■ Aim of the task ■
Stop after the line with "Currently no arm"; until then, please copy every line of the records word for word from the first.

■ Data for processing ■
PR #1365, opened 2022-03-15
Compile and run unit tests on macOs

SomeoneToIgnore:
Closes https://github.com/zenithdb/zenith/issues/556

Uses _**non-arm**_ macOs runner from https://github.com/actions/virtual-environments
Currently no arm runners are supported in GitHub.

Note that the GitHub workflow I've edited runs only on `main` branch, which is quite surprising: the job is a basic debug build with unit test run.
Should we rather run it on every PR/push to check postgres macOs miscompilations eagerly?

CI runs for hacked version, showing that Ubuntu and macOs build pass:
* [Ubuntu](https://github.com/zenithdb/zenith/runs/5550732113?check_suite_focus=true)
* [macOs](https://github.com/zenithdb/zenith/runs/5550732224?check_suite_focus=true)

### DIFF
--- a/.github/workflows/testing.yml
+++ b/.github/workflows/testing.yml
@@ -13,7 +13,7 @@ jobs:
         # If we want to duplicate this job for different
         # Rust toolchains (e.g. nightly or 1.37.0), add them here.
         rust_toolchain: [stable]
-        os: [ubuntu-latest]
+        os: [ubuntu-latest, macos-latest]
     timeout-minutes: 30
     name: run regression test suite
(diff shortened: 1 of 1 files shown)


SomeoneToIgnore:
Talked to @kelvich more and decided to work towards migrating basic test suite from CircleCI to the GitHub workflow changed in the PR.

As a first step, the workflow is now `on: push`, running on every push anywhere, not only on `main` PRs and pushes, as it was before.

LizardWizzard (approved):
LGTM

PR #1367, opened 2022-03-15
Refactor commit_lsn updates in safekeeper

petuhovskiy:
Fix issue that commit_lsn doesn't update in handle_flush, introduced by #1318

PR #1377, opened 2022-03-17
Add safekeeper information exchange through etcd.

arssher:
Add safekeeper information exchange through etcd.
    
    Safekeers now publish to and pull from etcd per-timeline data. Immediate goal is
    WAL truncation, for which every safekeeper must know remote_consistent_lsn; the
    next would be callmemaybe replacement.
    
    Adds corresponding '--broker' argument to safekeeper and ability to run etcd in
    tests.

### DIFF
--- a/control_plane/src/local_env.rs
+++ b/control_plane/src/local_env.rs
@@ -57,6 +57,10 @@ pub struct LocalEnv {
     #[serde(default)]
     pub private_key_path: PathBuf,
 
+    // A comma separated broker (etcd) endpoints for storage nodes coordination, e.g. 'http://127.0.0.1:2379'.
+    #[serde(default)]
+    pub broker_endpoints: Option<String>,
+
     pub pageserver: PageServerConf,
 
     #[serde(default)]
--- a/test_runner/fixtures/zenith_fixtures.py
+++ b/test_runner/fixtures/zenith_fixtures.py
@@ -33,7 +33,7 @@ from typing_extensions import Literal
 import requests
 import backoff  # type: ignore
 
-from .utils import (get_self_dir, lsn_from_hex, mkdir_if_needed, subprocess_capture)
+from .utils import (etcd_path, get_self_dir, mkdir_if_needed, subprocess_capture, lsn_from_hex)
 from fixtures.log_helper import log
 """
 This file contains pytest fixtures. A fixture is a test resource that can be
@@ -425,7 +425,8 @@ class ZenithEnvBuilder:
                  num_safekeepers: int = 0,
                  pageserver_auth_enabled: bool = False,
                  rust_log_override: Optional[str] = None,
-                 default_branch_name=DEFAULT_BRANCH_NAME):
+                 default_branch_name=DEFAULT_BRANCH_NAME,
+                 broker: bool = False):
         self.repo_dir = repo_dir
         self.rust_log_override = rust_log_override
         self.port_distributor = port_distributor
@@ -434,6 +435,7 @@ class ZenithEnvBuilder:
         self.num_safekeepers = num_safekeepers
         self.pageserver_auth_enabled = pageserver_auth_enabled
         self.default_branch_name = default_branch_name
+        self.broker = broker
         self.env: Optional[ZenithEnv] = None
 
         self.s3_mock_server: Optional[MockS3Server] = None
@@ -509,6 +511,8 @@ class ZenithEnvBuilder:
             self.env.pageserver.stop(immediate=True)
             if self.s3_mock_server:
                 self.s3_mock_server.kill()
+            if self.env.broker is not None:
+                self.env.broker.stop()
 
 
 class ZenithEnv:
@@ -561,6 +565,16 @@ class ZenithEnv:
             default_tenant_id = '{self.initial_tenant.hex}'
         """)
 
+        self.broker = None
+        if config.broker:
+            # keep etcd datadir inside 'repo'
+            self.broker = Etcd(datadir=os.path.join(self.repo_dir, "etcd"),
+                               port=self.port_distributor.get_port(),
+                               peer_port=self.port_distributor.get_port())
+            toml += textwrap.dedent(f"""
+            broker_endpoints = 'http://127.0.0.1:{self.broker.port}'
+        """)
+
         # Create config for pageserver
         pageserver_port = PageserverPort(
             pg=self.port_distributor.get_port(),
@@ -603,11 +617,14 @@ class ZenithEnv:
         self.zenith_cli.init(toml)
 
     def start(self):
-        # Start up the page server and all the safekeepers
+        # Start up the page server, all the safekeepers and the broker
         self.pageserver.start()
 
         for safekeeper in self.safekeepers:
             safekeeper.start()
+
+        if self.broker is not None:
+            self.broker.start()
 
     def get_safekeeper_connstrs(self) -> str:
         """ Get list of safekeeper endpoints suitable for wal_acceptors GUC  """
@@ -1666,6 +1683,7 @@ class Safekeeper:
 class SafekeeperTimelineStatus:
     acceptor_epoch: int
     flush_lsn: str
+    remote_consistent_lsn: str
 
 
 @dataclass
@@ -1689,7 +1707,8 @@ class SafekeeperHttpClient(requests.Session):
         res.raise_for_status()
         resj = res.json()
         return SafekeeperTimelineStatus(acceptor_epoch=resj['acceptor_state']['epoch'],
-                                        flush_lsn=resj['flush_lsn'])
+                                        flush_lsn=resj['flush_lsn'],
+                                        remote_consistent_lsn=resj['remote_consistent_lsn'])
 
     def get_metrics(self) -> SafekeeperMetrics:
         request_result = self.get(f"http://localhost:{self.port}/metrics")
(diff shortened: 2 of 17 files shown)


arssher:
TODO: add etcd to CI images and perhaps assign it random ports.

walkeeper/src/broker.rs
```diff
@@ -0,0 +1,201 @@
...
+        // revive the lease
+        keeper
+            .keep_alive()
+            .await
+            .context("failed to send LeaseKeepAliveRequest")?;
+        ka_stream
+            .message()
+            .await
+            .context("failed to receive LeaseKeepAliveResponse")?;
+        sleep(Duration::from_millis(PUSH_INTERVAL_MSEC)).await;
```
SomeoneToIgnore, line 112: NIT: `Duration` is Copy hence could be easily initialised outside of the loop, thus avoiding division (via `Duration::from_millis`) in a loop.

walkeeper/src/broker.rs
```diff
@@ -0,0 +1,201 @@
...
+async fn push_loop(conf: SafeKeeperConf) -> Result<()> {
+    let mut client = Client::connect(conf.broker_endpoints.as_ref().unwrap(), None).await?;
+
+    // Get and maintain lease to automatically delete obsolete data
+    let lease = client.lease_grant(LEASE_TTL, None).await?;
+    let (mut keeper, mut ka_stream) = client.lease_keep_alive(lease.id()).await?;
+
+    loop {
+        let active_tlis = GlobalTimelines::get_active_timelines();
+        for zttid in &active_tlis {
```
SomeoneToIgnore, line 89: `GlobalTimelines` methods used here and below call `lock()` on an `std::sync::Mutex` and we run all this machinery on a `new_current_thread` runtime, so these locks would block the entire runtime every time.

Another similar note is that `.await` here is done in a `for` loop: so if any of the `.await` would yield and the rest of the futures will just wait before their for loop iteration, without any progress.
There's a way to switch to running other future via `FururesUnordered`, here's an example in our code base:
https://github.com/zenithdb/zenith/blob/7738254f83c86e46795b34db834d18af97197d8d/pageserver/src/remote_storage/storage_sync.rs#L511-L535


Not sure how both are important at this stage, but feel worth of a TODO comment at least?

walkeeper/src/broker.rs
```diff
@@ -0,0 +1,201 @@
...
+    lazy_static! {
+        static ref TIMELINE_SAFEKEEPER_RE: Regex =
+            Regex::new(r"^zenith/([[:xdigit:]]+)/([[:xdigit:]]+)/safekeeper/([[:digit:]])$")
+                .unwrap();
+    }
+    let mut client = Client::connect(conf.broker_endpoints.as_ref().unwrap(), None).await?;
+    loop {
+        let wo = WatchOptions::new().with_prefix();
+        // TODO: subscribe only to my timelines
+        let (_, mut stream) = client.watch("zenith", Some(wo)).await?;
```
SomeoneToIgnore, line 127: > "zenith"

Out of curiosity: why does not push code have any such key? 
If it should have, this feels worthy of being a constant to me.

SomeoneToIgnore (commented):
Did I get you right that this is the PR I'm checking against to move callmemaybe over etcd?

Feels like we won't need a separate client library for the whole thing indeed, thanks for showing the way 🙂

arssher:
> Did I get you right that this is the PR I'm checking against to move callmemaybe over etcd?

yeah

petuhovskiy (commented):
Still looking at this PR, will probably add more comments later. For now I'm thinking about SafekeeperMemState, it looks nice to have, but will conflict with #1367. Maybe it's better to merge it in #1367 separately from this PR?

walkeeper/src/broker.rs
petuhovskiy: It's a prefix of https://github.com/zenithdb/zenith/blob/cd75d0706aed4e52e2b8a14463a1bac5b34eec99/walkeeper/src/broker.rs#L71 but probably still worth a constant or param in config, to be able to run several zenith installations on a single etcd.

walkeeper/src/broker.rs
```diff
@@ -0,0 +1,201 @@
...
+use zenith_utils::{
+    lsn::Lsn,
+    zid::{ZNodeId, ZTenantTimelineId},
+};
+
+use crate::{safekeeper::Term, timeline::GlobalTimelines, SafeKeeperConf};
+
+const RETRY_INTERVAL_MSEC: u64 = 1000;
+const PUSH_INTERVAL_MSEC: u64 = 5000;
+const LEASE_TTL: i64 = 60;
```
petuhovskiy, line 31:
```suggestion
const LEASE_TTL_SEC: i64 = 60;
```

walkeeper/src/broker.rs
```diff
@@ -0,0 +1,201 @@
...
+use zenith_utils::zid::ZTimelineId;
+use zenith_utils::{
+    lsn::Lsn,
+    zid::{ZNodeId, ZTenantTimelineId},
+};
+
+use crate::{safekeeper::Term, timeline::GlobalTimelines, SafeKeeperConf};
+
+const RETRY_INTERVAL_MSEC: u64 = 1000;
+const PUSH_INTERVAL_MSEC: u64 = 5000;
```
petuhovskiy, line 30: May be useful to move these durations to the config, to adjust precisely. Also I'm not sure if values were specially chosen already, 60s TTL seems large to me, I'd prefer 5s TTL with regular keepalives (once a second for example).

petuhovskiy (commented):
Finished reviewing this PR, looks good for initial etcd support.

control_plane/src/local_env.rs
```diff
@@ -56,6 +56,10 @@ pub struct LocalEnv {
     #[serde(default)]
     pub private_key_path: PathBuf,
 
+    // A comma separated broker (etcd) endpoints for storage nodes coordination, e.g. 'http://127.0.0.1:2379'.
+    #[serde(default)]
+    pub broker: Option<String>,
```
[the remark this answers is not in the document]
arssher: Renamed.

As for `Url`, That would require custom deser into `Vec<Url>` here, which is not that useful here to me. I converted to `Url` in safekeeper code though.

walkeeper/src/broker.rs
arssher: I thought about that, but it seems better to have such zenith installation id globally (known by console, pageserver & safekeepers). I'd do that separately.

Introduced common `ZENITH_PREFIX` though.

walkeeper/src/send_wal.rs
```diff
@@ -163,7 +163,7 @@ impl ReplicationConn {
                             let buf = Bytes::copy_from_slice(&m[9..]);
                             let reply = ZenithFeedback::parse(buf);
 
-                            trace!("ZenithFeedback is {:?}", reply);
```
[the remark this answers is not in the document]
arssher: thanks, accidently committed after debugging

test_runner/fixtures/zenith_fixtures.py
```diff
@@ -1719,6 +1736,47 @@ def get_metrics(self) -> SafekeeperMetrics:
...
+    handle: subprocess.Popen = None  # handle of running daemon
+
+    def check_status(self):
+        s = requests.Session()
+        s.mount('http://', requests.adapters.HTTPAdapter(max_retries=1))  # do not retry
+        s.get(f"http://localhost:{self.port}/health").raise_for_status()
+
+    def start(self):
+        pathlib.Path(self.datadir).mkdir(exist_ok=True)
+        etcd_full_path = shutil.which("etcd")
```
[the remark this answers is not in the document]
arssher: Yeah, added that to README and opened https://github.com/zenithdb/docker-images/pull/4

walkeeper/src/timeline.rs
```diff
@@ -410,8 +417,40 @@ impl Timeline {
...
+
+    /// Update timeline state with peer safekeeper data.
+    pub fn record_safekeeper_info(&self, sk_info: &SafekeeperInfo, _sk_id: ZNodeId) {
+        let mut shared_state = self.mutex.lock().unwrap();
+        if let Some(commit_lsn) = sk_info.commit_lsn {
+            shared_state.sk.inmem.s3_wal_lsn = max(commit_lsn, shared_state.sk.inmem.s3_wal_lsn);
+            shared_state.sk.inmem.remote_consistent_lsn =
+                max(commit_lsn, shared_state.sk.inmem.remote_consistent_lsn);
+            shared_state.sk.inmem.peer_horizon_lsn =
+                max(commit_lsn, shared_state.sk.inmem.peer_horizon_lsn);
```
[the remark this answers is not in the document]
arssher: because I'm sloppy, thanks

walkeeper/src/broker.rs
arssher: Added note on that. This code is not performance sensitive at all and we don't await while holding the locks, so there is no deadlock danger -- yes, I wouldn't bother at this stage.

walkeeper/src/broker.rs
arssher: Made them smaller, can do configurable later if we want.

walkeeper/src/timeline.rs
```diff
@@ -410,8 +417,57 @@ impl Timeline {
...
+    pub fn record_safekeeper_info(&self, sk_info: &SafekeeperInfo, _sk_id: ZNodeId) {
+        let mut shared_state = self.mutex.lock().unwrap();
+        // Note: the check is too restrictive, generally we can update local
+        // commit_lsn if our history matches (is part of) history of advanced
+        // commit_lsn provider.
+        if let (Some(commit_lsn), Some(last_log_term)) = (sk_info.commit_lsn, sk_info.last_log_term)
+        {
+            if last_log_term == shared_state.sk.get_epoch() {
+                let local_commit_lsn = min(commit_lsn, shared_state.sk.wal_store.flush_lsn());
+                shared_state.sk.inmem.commit_lsn =
```
petuhovskiy, line 453: I'd update only `global_commit_lsn` here, and waited until it propagates to `commit_lsn` by `SafeKeeper::update_commit_lsn`. Also note that we are calling `notify_wal_senders(commit_lsn)` only inside `process_msg`.

I'm also not really sure if we need to update local commit_lsn from other peers, because it updates just fine when compute is alive. Is there anything we need to do with commit_lsn when compute is not alive?

petuhovskiy (approved):

walkeeper/src/timeline.rs
arssher: > I'd update only global_commit_lsn here,

Makes sense.

> I'm also not really sure if we need to update local commit_lsn from other peers

Yes, currently we don't have to. In perspective, it would be useful as sync-safekeepers replacement though.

■ Expected output ■
PR #1365, opened 2022-03-15
Compile and run unit tests on macOs

SomeoneToIgnore:
Closes https://github.com/zenithdb/zenith/issues/556

Uses _**non-arm**_ macOs runner from https://github.com/actions/virtual-environments
Currently no arm runners are supported in GitHub.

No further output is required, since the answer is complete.